* Work item *
Your answer should be the exact lines of the data below from the one containing "PR #226, opened 2018-01-28" through the one containing "--- a/registry/consul_registry.go"; please include nothing else.

* Supplied information *
§ §

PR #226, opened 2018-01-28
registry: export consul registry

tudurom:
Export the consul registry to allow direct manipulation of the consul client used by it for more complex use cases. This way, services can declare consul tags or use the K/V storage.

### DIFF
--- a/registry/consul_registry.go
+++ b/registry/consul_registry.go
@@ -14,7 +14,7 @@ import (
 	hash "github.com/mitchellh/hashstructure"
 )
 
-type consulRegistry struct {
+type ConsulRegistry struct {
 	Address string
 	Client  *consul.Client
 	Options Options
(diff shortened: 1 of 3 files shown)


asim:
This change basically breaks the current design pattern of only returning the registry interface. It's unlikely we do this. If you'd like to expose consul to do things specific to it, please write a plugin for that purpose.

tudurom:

§ §

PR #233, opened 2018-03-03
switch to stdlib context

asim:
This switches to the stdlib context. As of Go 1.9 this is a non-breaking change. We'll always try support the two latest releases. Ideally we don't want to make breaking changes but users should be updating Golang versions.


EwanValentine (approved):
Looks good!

§ §

* Answer to the problem *
PR #226, opened 2018-01-28
registry: export consul registry

tudurom:
Export the consul registry to allow direct manipulation of the consul client used by it for more complex use cases. This way, services can declare consul tags or use the K/V storage.

### DIFF
--- a/registry/consul_registry.go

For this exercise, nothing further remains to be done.